= Criminal appeal =

Former criminal procedure in English law

An appeal was a procedure in English law to bring about a prosecution by a private party of an individual accused of a heinous crime.

==Generally==
According to Blackstone, "[The term 'appeal'] is derived from the French, 'appeller' ... which signifies to call upon, summon or challenge one; and not ... the same as the ordinary sense of 'appeal' [from an adverse litigative result]." A private individual (the "appellor") would accuse another (the "appellee") of a crime, without the need for proceedings to be brought by the Crown. It probably descended from the system of weregild where private pecuniary satisfaction was paid to the party injured, or his relations, to expiate an enormous offense. Appeals were among the legal proceedings for which trial by combat was available.

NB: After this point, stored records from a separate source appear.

PR #393, opened 2026-08-05
Merge main into l3-changes and temporarily pin scheduleId

dguenther:
Merges main into l3-changes and temporarily pin scheduleId so that the hash strategy matches between the base/base prover and the contracts. I think some future fixes are coming for this in base/base, so this is just to get it working for now.


dguenther:
Closing, reviewed out-of-band by @robriks and cherry-picked onto l3-changes.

An appeal could be used to accuse a subject of high treason. It could also be used by someone when either they or a close relation had been the victim of a crime, such as murder, rape or arson. Unlike Crown prosecutions, if a person was convicted on appeal, the Crown did not have the option of a pardon.

An acquittal following an appeal prevented any further prosecution for the same offence (the doctrine of double jeopardy), just as if the proceedings had been brought by the Crown (by indictment). The appellor would be punished with one year's imprisonment, and pay a fine to the king, besides restitution of damages to the appellee.

Appeals were likely available in American states pursuant to common law incorporation statutes, but may no longer be available. Appeals were abolished in England and Wales following the 1817 case of Ashford v Thornton where an appeal was withdrawn following the defendant requesting a trial by battle.